Here’s how it works:

Direct query

QueryResultVo resultVo = ExportdbBs.newInstance().query("select * from user;");
System.out.println(resultVo);
Copy the code

Query and process

final String sql = "select * from user;";
final IQueryResultHandler handler = new FileJsonQueryResultHandler();
ExportdbBs.newInstance().queryAndHandle(handler, sql);
Copy the code

You can specify file paths for two exports, for example:

D: \ exportdb \ old \ and D: \ exportdb \ new \

Compare the two results

final String oldP = "D:\\exportdb\\old\\";
final String newP = "D:\\exportdb\\new\\";

CompareUtil.differDir(oldP, newP);
Copy the code

The difference result is output to the console.
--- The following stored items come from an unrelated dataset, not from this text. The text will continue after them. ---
PR #14004, opened 2025-12-12
fix: helptext and label is shown twice in theme config

### LINKED ISSUE #13829: Theme config help text is displayed twice
### Shopware Version

6.7.5.0

### Affected area / extension

Platform(Default)

### Actual behaviour

Since the latest update the theme config help text is displayed twice:

Image

Example code of the field:

```
      "swag-example-with-help-text": {
        "label": {
          "en-GB": "Test with help text",
          "de-DE": "Test with help text"
        },
        "helpText": {
          "en-GB": "help",
          "de-DE": "help"
        },
        "type": "switch",
        "value": true,
        "editable": true,
        "scss": true,
        "order": 100
      },

```

### Expected behaviour

The help text icon should only appear once because currently the layout is broken due to it.

### How to reproduce

Create a child theme and add a field with help text like shown above.

gweiermann:
Fixes that label/helptext appear twice in the theme manager as described in the issue.
Closes [#13829](https://github.com/shopware/shopware/issues/13829) where the label and help text appeared twice in the theme manager, as described in the associated issue.

In this setup, if the rendered field turns into a switch or checkbox, the label is passed through using `getBind`. In all other cases, the label attribute is suppressed by setting it to an empty string. 

The following issues were identified and corrected:
- The `helpText`-attribute was not being suppressed, which caused help texts to display twice.
- The `sw-inherit-wrapper` was always displaying both the label and help text, leading to the label being shown twice when a toggle was rendered.

After fixing these issues, I encountered a spacing problem, which I resolved by changing the `justify-content` property of the inherit wrapper from `space-between` to `flex-start`. I'm not entirely certain if this adjustment may affect styles elsewhere.

Here’s how it looks now:
Updated layout

This is my `theme.json` config:
```json
{
  // other config

   "config": {
    "fields": {
      "swag-example-with-help-text": {
        "label": {
          "en-GB": "Test with help text",
          "de-DE": "Test with help text"
        },
        "helpText": {
          "en-GB": "help",
          "de-DE": "help"
        },
        "type": "switch",
        "value": true,
        "editable": true,
        "scss": true,
        "order": 100
      },
      "swag-example-with-help-text2": {
        "label": {
          "en-GB": "Test with help text 2",
          "de-DE": "Test with help text 2"
        },
        "helpText": {
          "en-GB": "help",
          "de-DE": "help"
        },
        "type": "text",
        "value": "help",
        "editable": true,
        "scss": true,
        "order": 100
      }
    }
  }
}
```


src/Administration/Resources/app/administration/src/app/component/utils/sw-inherit-wrapper/sw-inherit-wrapper.scss
```diff
@@ -3,7 +3,9 @@
 .sw-inherit-wrapper {
     display: flex;
     flex-direction: column;
-    justify-content: space-between;
+
+    // justify-content: space-between;
```
jleifeld: Missing comment

src/Storefront/Resources/app/administration/src/modules/sw-theme-manager/page/sw-theme-manager-detail/index.js
jleifeld, line 1: What exactly did you change? There are so many changes related to formatting 😅

jleifeld (changes requested):

src/Administration/Resources/app/administration/src/app/component/utils/sw-inherit-wrapper/sw-inherit-wrapper.scss
gweiermann: good catch, thanks :)

src/Storefront/Resources/app/administration/src/modules/sw-theme-manager/page/sw-theme-manager-detail/index.js
gweiermann: I reverted the prettier formatting, much less noise now :D

src/Storefront/Resources/app/administration/src/modules/sw-theme-manager/page/sw-theme-manager-detail/index.js
```diff
@@ -753,6 +763,10 @@ Component.register('sw-theme-manager-detail', {
          * @returns {string|null}
          */
         getHelpText(field) {
+            if (this.isFieldHandlingLabelAndHelpText(field)) {
+                return undefined;
```
tobiasberge: Can this maybe also be null as the last line in this function? Now it can be either null or undefined.

gweiermann: Yes, fair point. I fixed it :)

jleifeld (approved):

BrocksiNet (approved):

PR #14010, opened 2025-12-12
feat(product-analytics): Load consents in Admin

SebastianFranze:
Resolves shopware/SwagProductAnalytics#36


adrianles (dismissed):

src/Administration/Resources/app/administration/src/app/init/consent.init.ts
```diff
@@ -0,0 +1,66 @@
...
+        );
+    });
+
+
+    const consentStore = useConsentStore();
+
+    await consentStore.update();
+
+    setInterval(() => {
+        void consentStore.update();
```
AydinHassan, line 28: This is for the case when some else accepts a global consent right? I guess we have no way to listen to server events in the admin?

src/Administration/Resources/app/administration/src/core/consent/consent.store.ts
```diff
@@ -0,0 +1,66 @@
...
+type ConsentStoreState = {
+    consents: Record<string, ConsentDTO>;
+}
+
+/**
+ * @private
+ */
+export default Shopware.Store.register('consent',{
+    state: (): ConsentStoreState => ({
+        consents: {},
```
AydinHassan, line 23: Should that be an array?

AydinHassan (dismissed):

src/Administration/Resources/app/administration/src/app/init/consent.init.ts
SebastianFranze: Yes exactly. There is no push message system in the admin. But it would be a nice addition for the future. The notification API would also benefit from it (right now we do a "check notifications" request every 5 secs :see_no_evil: )

src/Administration/Resources/app/administration/src/core/consent/consent.store.ts
SebastianFranze: The last I've seen from your api is that you return an associated array from the `list` method. This would transform to an object in JS

AydinHassan: ah yeah of course, sorry!

src/Administration/Resources/app/administration/src/core/consent/broadcast-changes.ts
```diff
@@ -0,0 +1,51 @@
+/**
+ * @sw-package framework:fundamentals
+ */
+import useConsentStore, { type ConsentDTO } from './consent.store';
```
adrianles, line 4: Shouldn't it be ConsentDto? I know the convention in go would be ConsentDTO... and I hate it 😆 

```suggestion
import useConsentStore, { type ConsentDto } from './consent.store';
```

adrianles (approved):

src/Administration/Resources/app/administration/src/core/consent/broadcast-changes.ts
SebastianFranze: Its also a convention in JS, see the HTMLElement class with 5 upper case letters :smile: 

In platform we use DTO, too, see https://github.com/shopware/shopware/tree/trunk/src/Core/System/Consent/DTO

jleifeld (approved):
Looks good to me 👍

PR #14022, opened 2025-12-15
fix: include transaction on recalculation

### LINKED ISSUE #13625: Incorrect display when changing payment method and simultaneously adjusting prices
### Shopware Version

6.7.4.2

### Affected area / extension

Shopware(default)

### Actual behaviour

If, during a completed order (prepayment method), the price of an item is changed via the administrator account, and the customer then changes the payment method to PayPal via their account, the correct order value is not displayed in the PayPal window.

In my test, I first ordered three items at €2 each (total €6). Then, the price of one of the items was changed to €1.97 (in the administrator account).

The correct new price (€5.97) was then displayed in the customer's account. However, if the customer then changes the payment method to PayPal via their account, the old price is still displayed in the PayPal window.

Image

Image

### Expected behaviour

.

### How to reproduce

1. Order 3 items at €2 each via prepayment
2. Change the price of one item to €1.97 via admin
3. Change the payment method for this order to PayPal via the customer account
-> Display of the wrong shopping cart total

En0Ma1259:
While changing a line item price, the order amount will change, but not the transaction amount

The transaction amount is compared with the order amount when `setPayment` is called. If the amounts differ, a new transaction is created.

Change an order line item price and save the order. No new transaction will be created and the old one will not be updated

- fixes https://github.com/shopware/shopware/issues/13625

### 5. Checklist


cyl3x (approved):

src/Core/Checkout/Order/SalesChannel/SetPaymentOrderRoute.php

Everything is going well, but the revolution is not yet successful, students still need to work overtime

Deficiency in

This is a V0.0.1 release, and there’s a lot left to be desired.

Such as:

  • Export to CSV

  • The export is an INSERT/UPDATE statement

  • Name of the exported file User-defined policy

  • You can specify whether multiple SQL is generated in the same file

  • The export path is automatically changed based on the operating system

  • More convenient to use, for example, the page specified data source + SQL, the page shows the corresponding difference results.

But it’s basically usable, in line with our initial vision.

summary

How do you compare data at ordinary times?

If you need this tool, you can pay attention to [Lao Ma Xiao Xifeng], background reply [contrast] can be.

Hope you found this article helpful, and if you have any other ideas, please share them in the comments section.

All geeks’ likes, favorites and forwarding are the biggest motivation for Lao Ma to continue writing!